─── DATA IN THIS EXERCISE
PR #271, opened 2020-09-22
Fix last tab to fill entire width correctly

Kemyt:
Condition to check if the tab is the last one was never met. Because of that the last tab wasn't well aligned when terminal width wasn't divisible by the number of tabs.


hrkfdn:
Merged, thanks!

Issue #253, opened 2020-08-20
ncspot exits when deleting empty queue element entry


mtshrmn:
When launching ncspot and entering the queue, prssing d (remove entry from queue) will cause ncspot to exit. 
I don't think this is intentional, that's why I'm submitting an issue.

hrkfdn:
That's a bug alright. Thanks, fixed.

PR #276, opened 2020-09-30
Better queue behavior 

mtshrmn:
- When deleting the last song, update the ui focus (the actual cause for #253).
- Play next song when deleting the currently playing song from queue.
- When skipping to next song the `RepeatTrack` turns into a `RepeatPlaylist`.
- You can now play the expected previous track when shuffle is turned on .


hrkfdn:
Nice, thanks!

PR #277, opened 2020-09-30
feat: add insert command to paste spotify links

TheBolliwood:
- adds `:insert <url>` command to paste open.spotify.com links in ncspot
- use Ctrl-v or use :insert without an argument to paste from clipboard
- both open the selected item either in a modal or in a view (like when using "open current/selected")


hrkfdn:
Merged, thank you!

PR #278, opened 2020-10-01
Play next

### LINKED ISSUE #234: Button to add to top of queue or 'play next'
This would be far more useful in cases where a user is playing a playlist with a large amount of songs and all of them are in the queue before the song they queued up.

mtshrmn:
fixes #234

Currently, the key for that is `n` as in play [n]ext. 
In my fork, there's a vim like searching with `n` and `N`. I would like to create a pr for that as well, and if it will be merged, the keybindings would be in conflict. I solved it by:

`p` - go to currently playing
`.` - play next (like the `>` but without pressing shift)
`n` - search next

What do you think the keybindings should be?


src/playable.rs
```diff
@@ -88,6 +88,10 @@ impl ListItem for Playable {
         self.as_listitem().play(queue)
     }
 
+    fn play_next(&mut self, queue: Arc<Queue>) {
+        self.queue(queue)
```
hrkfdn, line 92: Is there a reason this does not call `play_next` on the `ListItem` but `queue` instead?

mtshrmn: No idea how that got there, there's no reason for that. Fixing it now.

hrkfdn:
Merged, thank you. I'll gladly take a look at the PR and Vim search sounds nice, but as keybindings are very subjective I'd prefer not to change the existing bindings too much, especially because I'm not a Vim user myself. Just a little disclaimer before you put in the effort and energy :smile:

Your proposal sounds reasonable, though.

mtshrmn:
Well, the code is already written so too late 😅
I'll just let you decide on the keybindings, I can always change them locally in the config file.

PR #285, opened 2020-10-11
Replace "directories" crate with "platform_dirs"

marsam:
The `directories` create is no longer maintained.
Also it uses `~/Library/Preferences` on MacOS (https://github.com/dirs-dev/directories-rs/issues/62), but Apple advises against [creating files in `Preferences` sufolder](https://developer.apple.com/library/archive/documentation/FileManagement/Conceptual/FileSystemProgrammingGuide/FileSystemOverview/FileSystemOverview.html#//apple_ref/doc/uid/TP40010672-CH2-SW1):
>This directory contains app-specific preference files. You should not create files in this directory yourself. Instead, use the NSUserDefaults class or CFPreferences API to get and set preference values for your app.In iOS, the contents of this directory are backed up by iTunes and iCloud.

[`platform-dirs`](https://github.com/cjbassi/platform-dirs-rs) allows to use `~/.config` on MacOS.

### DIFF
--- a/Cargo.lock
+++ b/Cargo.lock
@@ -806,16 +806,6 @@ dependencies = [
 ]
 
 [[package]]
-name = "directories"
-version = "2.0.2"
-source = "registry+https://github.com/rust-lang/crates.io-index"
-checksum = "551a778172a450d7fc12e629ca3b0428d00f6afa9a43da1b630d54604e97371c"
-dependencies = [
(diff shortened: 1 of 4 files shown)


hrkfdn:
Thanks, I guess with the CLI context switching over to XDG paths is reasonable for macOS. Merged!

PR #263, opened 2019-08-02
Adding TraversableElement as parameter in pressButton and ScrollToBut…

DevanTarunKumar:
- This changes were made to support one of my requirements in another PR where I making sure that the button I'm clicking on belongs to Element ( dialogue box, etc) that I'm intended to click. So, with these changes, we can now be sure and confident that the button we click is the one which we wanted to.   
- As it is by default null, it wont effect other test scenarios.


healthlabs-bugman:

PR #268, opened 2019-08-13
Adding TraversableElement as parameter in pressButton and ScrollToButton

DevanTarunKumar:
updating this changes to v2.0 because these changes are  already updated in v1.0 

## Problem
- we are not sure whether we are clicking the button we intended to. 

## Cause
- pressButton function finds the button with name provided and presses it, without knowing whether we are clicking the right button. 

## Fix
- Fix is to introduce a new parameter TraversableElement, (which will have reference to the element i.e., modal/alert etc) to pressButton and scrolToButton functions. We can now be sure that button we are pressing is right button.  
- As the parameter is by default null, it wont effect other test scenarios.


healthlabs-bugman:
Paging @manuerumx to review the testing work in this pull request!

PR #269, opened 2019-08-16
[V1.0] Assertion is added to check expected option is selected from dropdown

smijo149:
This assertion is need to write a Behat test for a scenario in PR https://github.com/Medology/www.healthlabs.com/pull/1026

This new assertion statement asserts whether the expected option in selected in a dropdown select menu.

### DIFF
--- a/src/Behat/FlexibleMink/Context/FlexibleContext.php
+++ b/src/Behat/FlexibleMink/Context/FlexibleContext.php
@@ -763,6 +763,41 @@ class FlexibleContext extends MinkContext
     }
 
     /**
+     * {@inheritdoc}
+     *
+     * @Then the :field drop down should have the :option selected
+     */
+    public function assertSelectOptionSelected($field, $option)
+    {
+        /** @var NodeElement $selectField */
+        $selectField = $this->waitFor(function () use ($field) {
──────
◆ **PROBLEM**: Type out the whole listing once more, exactly as written.

◆ **ANSWER BOX**:
PR #271, opened 2020-09-22
Fix last tab to fill entire width correctly

Kemyt:
Condition to check if the tab is the last one was never met. Because of that the last tab wasn't well aligned when terminal width wasn't divisible by the number of tabs.


hrkfdn:
Merged, thanks!

Issue #253, opened 2020-08-20
ncspot exits when deleting empty queue element entry


mtshrmn:
When launching ncspot and entering the queue, prssing d (remove entry from queue) will cause ncspot to exit. 
I don't think this is intentional, that's why I'm submitting an issue.

hrkfdn:
That's a bug alright. Thanks, fixed.

PR #276, opened 2020-09-30
Better queue behavior 

mtshrmn:
- When deleting the last song, update the ui focus (the actual cause for #253).
- Play next song when deleting the currently playing song from queue.
- When skipping to next song the `RepeatTrack` turns into a `RepeatPlaylist`.
- You can now play the expected previous track when shuffle is turned on .


hrkfdn:
Nice, thanks!

PR #277, opened 2020-09-30
feat: add insert command to paste spotify links

TheBolliwood:
- adds `:insert <url>` command to paste open.spotify.com links in ncspot
- use Ctrl-v or use :insert without an argument to paste from clipboard
- both open the selected item either in a modal or in a view (like when using "open current/selected")


hrkfdn:
Merged, thank you!

PR #278, opened 2020-10-01
Play next

### LINKED ISSUE #234: Button to add to top of queue or 'play next'
This would be far more useful in cases where a user is playing a playlist with a large amount of songs and all of them are in the queue before the song they queued up.

mtshrmn:
fixes #234

Currently, the key for that is `n` as in play [n]ext. 
In my fork, there's a vim like searching with `n` and `N`. I would like to create a pr for that as well, and if it will be merged, the keybindings would be in conflict. I solved it by:

`p` - go to currently playing
`.` - play next (like the `>` but without pressing shift)
`n` - search next

What do you think the keybindings should be?


src/playable.rs
```diff
@@ -88,6 +88,10 @@ impl ListItem for Playable {
         self.as_listitem().play(queue)
     }
 
+    fn play_next(&mut self, queue: Arc<Queue>) {
+        self.queue(queue)
```
hrkfdn, line 92: Is there a reason this does not call `play_next` on the `ListItem` but `queue` instead?

mtshrmn: No idea how that got there, there's no reason for that. Fixing it now.

hrkfdn:
Merged, thank you. I'll gladly take a look at the PR and Vim search sounds nice, but as keybindings are very subjective I'd prefer not to change the existing bindings too much, especially because I'm not a Vim user myself. Just a little disclaimer before you put in the effort and energy :smile:

Your proposal sounds reasonable, though.

mtshrmn:
Well, the code is already written so too late 😅
I'll just let you decide on the keybindings, I can always change them locally in the config file.

PR #285, opened 2020-10-11
Replace "directories" crate with "platform_dirs"

marsam:
The `directories` create is no longer maintained.
Also it uses `~/Library/Preferences` on MacOS (https://github.com/dirs-dev/directories-rs/issues/62), but Apple advises against [creating files in `Preferences` sufolder](https://developer.apple.com/library/archive/documentation/FileManagement/Conceptual/FileSystemProgrammingGuide/FileSystemOverview/FileSystemOverview.html#//apple_ref/doc/uid/TP40010672-CH2-SW1):
>This directory contains app-specific preference files. You should not create files in this directory yourself. Instead, use the NSUserDefaults class or CFPreferences API to get and set preference values for your app.In iOS, the contents of this directory are backed up by iTunes and iCloud.

[`platform-dirs`](https://github.com/cjbassi/platform-dirs-rs) allows to use `~/.config` on MacOS.

### DIFF
--- a/Cargo.lock
+++ b/Cargo.lock
@@ -806,16 +806,6 @@ dependencies = [
 ]
 
 [[package]]
-name = "directories"
-version = "2.0.2"
-source = "registry+https://github.com/rust-lang/crates.io-index"
-checksum = "551a778172a450d7fc12e629ca3b0428d00f6afa9a43da1b630d54604e97371c"
-dependencies = [
(diff shortened: 1 of 4 files shown)


hrkfdn:
Thanks, I guess with the CLI context switching over to XDG paths is reasonable for macOS. Merged!

PR #263, opened 2019-08-02
Adding TraversableElement as parameter in pressButton and ScrollToBut…

DevanTarunKumar:
- This changes were made to support one of my requirements in another PR where I making sure that the button I'm clicking on belongs to Element ( dialogue box, etc) that I'm intended to click. So, with these changes, we can now be sure and confident that the button we click is the one which we wanted to.   
- As it is by default null, it wont effect other test scenarios.


healthlabs-bugman:

PR #268, opened 2019-08-13
Adding TraversableElement as parameter in pressButton and ScrollToButton

DevanTarunKumar:
updating this changes to v2.0 because these changes are  already updated in v1.0 

## Problem
- we are not sure whether we are clicking the button we intended to. 

## Cause
- pressButton function finds the button with name provided and presses it, without knowing whether we are clicking the right button. 

## Fix
- Fix is to introduce a new parameter TraversableElement, (which will have reference to the element i.e., modal/alert etc) to pressButton and scrolToButton functions. We can now be sure that button we are pressing is right button.  
- As the parameter is by default null, it wont effect other test scenarios.


healthlabs-bugman:
Paging @manuerumx to review the testing work in this pull request!

PR #269, opened 2019-08-16
[V1.0] Assertion is added to check expected option is selected from dropdown

smijo149:
This assertion is need to write a Behat test for a scenario in PR https://github.com/Medology/www.healthlabs.com/pull/1026

This new assertion statement asserts whether the expected option in selected in a dropdown select menu.

### DIFF
--- a/src/Behat/FlexibleMink/Context/FlexibleContext.php
+++ b/src/Behat/FlexibleMink/Context/FlexibleContext.php
@@ -763,6 +763,41 @@ class FlexibleContext extends MinkContext
     }
 
     /**
+     * {@inheritdoc}
+     *
+     * @Then the :field drop down should have the :option selected
+     */
+    public function assertSelectOptionSelected($field, $option)
+    {
+        /** @var NodeElement $selectField */
+        $selectField = $this->waitFor(function () use ($field) {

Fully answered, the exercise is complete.